▶ _Your objective_: Please state how many lines of the data contain "values". The number by itself is enough.
:: Given data ::
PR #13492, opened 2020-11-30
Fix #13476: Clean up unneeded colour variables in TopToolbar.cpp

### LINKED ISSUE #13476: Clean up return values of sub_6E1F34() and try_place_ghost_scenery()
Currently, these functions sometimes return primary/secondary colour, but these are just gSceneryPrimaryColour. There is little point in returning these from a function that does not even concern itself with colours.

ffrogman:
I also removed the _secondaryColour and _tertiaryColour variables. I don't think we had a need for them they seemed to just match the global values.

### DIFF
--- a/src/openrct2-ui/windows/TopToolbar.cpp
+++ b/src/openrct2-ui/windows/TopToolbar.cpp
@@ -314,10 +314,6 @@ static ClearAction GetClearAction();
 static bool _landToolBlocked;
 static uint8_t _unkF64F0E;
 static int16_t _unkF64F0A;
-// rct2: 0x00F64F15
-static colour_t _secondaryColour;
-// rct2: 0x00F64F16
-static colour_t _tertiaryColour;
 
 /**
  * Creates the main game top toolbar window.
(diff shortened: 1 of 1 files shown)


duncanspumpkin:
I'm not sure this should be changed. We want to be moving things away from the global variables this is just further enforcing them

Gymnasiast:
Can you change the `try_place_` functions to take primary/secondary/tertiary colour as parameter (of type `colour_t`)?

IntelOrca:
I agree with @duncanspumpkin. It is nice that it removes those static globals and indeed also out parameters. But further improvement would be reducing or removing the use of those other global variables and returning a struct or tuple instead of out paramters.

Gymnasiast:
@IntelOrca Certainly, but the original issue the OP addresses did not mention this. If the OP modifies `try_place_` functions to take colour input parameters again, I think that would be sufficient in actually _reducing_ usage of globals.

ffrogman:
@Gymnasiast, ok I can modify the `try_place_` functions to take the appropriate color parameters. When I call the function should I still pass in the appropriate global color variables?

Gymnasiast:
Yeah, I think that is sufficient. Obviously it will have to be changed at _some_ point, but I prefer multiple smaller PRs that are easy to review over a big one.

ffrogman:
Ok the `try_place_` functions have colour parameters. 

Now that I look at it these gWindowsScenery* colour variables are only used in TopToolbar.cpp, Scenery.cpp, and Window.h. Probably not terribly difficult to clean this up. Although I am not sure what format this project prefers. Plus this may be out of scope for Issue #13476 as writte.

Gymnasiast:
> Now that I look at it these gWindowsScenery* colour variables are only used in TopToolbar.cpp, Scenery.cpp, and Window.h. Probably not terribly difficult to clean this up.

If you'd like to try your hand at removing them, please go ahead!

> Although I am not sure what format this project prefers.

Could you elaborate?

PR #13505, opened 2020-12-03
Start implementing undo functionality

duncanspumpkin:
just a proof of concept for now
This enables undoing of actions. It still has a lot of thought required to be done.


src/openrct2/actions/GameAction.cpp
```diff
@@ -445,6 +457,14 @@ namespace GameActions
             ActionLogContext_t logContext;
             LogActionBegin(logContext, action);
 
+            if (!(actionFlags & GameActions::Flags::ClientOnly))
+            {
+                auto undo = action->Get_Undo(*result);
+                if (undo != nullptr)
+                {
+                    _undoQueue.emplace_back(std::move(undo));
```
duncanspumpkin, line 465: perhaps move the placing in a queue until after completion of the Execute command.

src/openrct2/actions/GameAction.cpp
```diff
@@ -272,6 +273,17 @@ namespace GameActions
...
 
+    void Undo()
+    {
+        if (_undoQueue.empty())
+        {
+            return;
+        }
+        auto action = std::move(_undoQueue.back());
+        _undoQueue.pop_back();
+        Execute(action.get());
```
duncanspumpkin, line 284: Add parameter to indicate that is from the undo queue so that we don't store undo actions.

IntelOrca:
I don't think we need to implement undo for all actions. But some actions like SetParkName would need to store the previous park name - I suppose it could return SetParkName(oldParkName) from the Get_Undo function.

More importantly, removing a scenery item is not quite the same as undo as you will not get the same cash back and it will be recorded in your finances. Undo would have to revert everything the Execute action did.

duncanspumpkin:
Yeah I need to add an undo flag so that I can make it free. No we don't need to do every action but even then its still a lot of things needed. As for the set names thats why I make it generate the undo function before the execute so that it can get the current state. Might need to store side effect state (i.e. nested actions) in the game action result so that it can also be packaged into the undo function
:::
:: Given data ::
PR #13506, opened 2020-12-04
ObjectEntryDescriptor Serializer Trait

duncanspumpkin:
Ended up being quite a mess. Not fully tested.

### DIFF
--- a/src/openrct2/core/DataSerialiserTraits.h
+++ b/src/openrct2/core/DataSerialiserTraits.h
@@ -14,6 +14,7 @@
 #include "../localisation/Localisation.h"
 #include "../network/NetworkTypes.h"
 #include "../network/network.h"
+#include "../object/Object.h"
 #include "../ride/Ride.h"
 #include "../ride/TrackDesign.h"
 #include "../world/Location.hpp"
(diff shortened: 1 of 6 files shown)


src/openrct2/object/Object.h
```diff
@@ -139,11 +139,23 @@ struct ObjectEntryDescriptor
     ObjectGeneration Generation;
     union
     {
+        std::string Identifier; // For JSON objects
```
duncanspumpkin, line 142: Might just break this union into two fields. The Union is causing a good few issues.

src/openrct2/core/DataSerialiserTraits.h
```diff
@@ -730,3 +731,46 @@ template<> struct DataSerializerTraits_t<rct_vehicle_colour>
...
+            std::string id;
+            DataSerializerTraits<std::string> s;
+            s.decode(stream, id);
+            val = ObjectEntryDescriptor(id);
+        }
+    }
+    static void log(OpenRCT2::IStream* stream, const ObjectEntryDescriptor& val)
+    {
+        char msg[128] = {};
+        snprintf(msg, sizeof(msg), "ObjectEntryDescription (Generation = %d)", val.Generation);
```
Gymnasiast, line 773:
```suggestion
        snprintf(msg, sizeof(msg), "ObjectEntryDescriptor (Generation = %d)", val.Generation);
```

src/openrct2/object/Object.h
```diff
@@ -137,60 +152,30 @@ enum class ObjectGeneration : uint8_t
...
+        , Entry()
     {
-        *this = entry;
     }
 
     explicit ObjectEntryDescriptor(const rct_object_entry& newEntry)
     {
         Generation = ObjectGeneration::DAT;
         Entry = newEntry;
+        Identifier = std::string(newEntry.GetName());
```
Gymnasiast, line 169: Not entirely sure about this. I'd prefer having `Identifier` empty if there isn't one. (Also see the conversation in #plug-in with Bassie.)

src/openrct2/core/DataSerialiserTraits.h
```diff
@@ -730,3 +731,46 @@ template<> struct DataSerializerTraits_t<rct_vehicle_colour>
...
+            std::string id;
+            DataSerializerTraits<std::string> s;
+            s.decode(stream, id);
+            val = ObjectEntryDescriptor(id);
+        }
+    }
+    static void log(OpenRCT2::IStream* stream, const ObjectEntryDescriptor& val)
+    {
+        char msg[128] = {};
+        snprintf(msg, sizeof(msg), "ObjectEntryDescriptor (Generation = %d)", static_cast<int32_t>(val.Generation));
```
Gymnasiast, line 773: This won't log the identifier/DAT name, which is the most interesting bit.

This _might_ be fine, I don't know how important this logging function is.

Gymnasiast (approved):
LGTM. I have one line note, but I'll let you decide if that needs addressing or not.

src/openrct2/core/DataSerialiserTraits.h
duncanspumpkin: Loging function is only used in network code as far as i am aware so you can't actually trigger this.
:::
:: Given data ::
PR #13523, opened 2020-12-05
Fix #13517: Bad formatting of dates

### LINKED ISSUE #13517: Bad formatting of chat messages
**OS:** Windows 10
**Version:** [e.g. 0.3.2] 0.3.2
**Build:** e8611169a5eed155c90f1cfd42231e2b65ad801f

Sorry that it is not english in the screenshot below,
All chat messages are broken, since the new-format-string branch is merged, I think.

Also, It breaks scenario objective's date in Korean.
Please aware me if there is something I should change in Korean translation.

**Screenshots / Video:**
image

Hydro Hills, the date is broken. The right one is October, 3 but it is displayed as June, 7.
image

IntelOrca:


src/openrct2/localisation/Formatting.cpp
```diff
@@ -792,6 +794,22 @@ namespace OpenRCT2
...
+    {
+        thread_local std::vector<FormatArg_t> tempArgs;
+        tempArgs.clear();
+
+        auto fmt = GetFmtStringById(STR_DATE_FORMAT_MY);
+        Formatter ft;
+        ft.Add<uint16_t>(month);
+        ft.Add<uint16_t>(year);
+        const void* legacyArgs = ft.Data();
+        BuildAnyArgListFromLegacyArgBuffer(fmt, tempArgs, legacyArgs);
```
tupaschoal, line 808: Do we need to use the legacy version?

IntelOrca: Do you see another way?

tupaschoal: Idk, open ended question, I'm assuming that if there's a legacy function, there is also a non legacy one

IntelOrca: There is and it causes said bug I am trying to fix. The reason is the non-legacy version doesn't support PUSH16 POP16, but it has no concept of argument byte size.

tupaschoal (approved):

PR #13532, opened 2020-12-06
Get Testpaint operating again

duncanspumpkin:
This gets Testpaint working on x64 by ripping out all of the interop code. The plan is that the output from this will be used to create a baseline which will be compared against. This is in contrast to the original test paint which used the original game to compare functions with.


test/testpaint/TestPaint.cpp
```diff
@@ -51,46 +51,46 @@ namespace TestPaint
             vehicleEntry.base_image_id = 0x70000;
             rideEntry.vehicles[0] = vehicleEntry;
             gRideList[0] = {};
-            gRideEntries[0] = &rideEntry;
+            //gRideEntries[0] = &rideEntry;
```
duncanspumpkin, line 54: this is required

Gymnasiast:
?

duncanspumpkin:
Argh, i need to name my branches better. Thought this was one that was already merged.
:::
▶ _Reply_: 2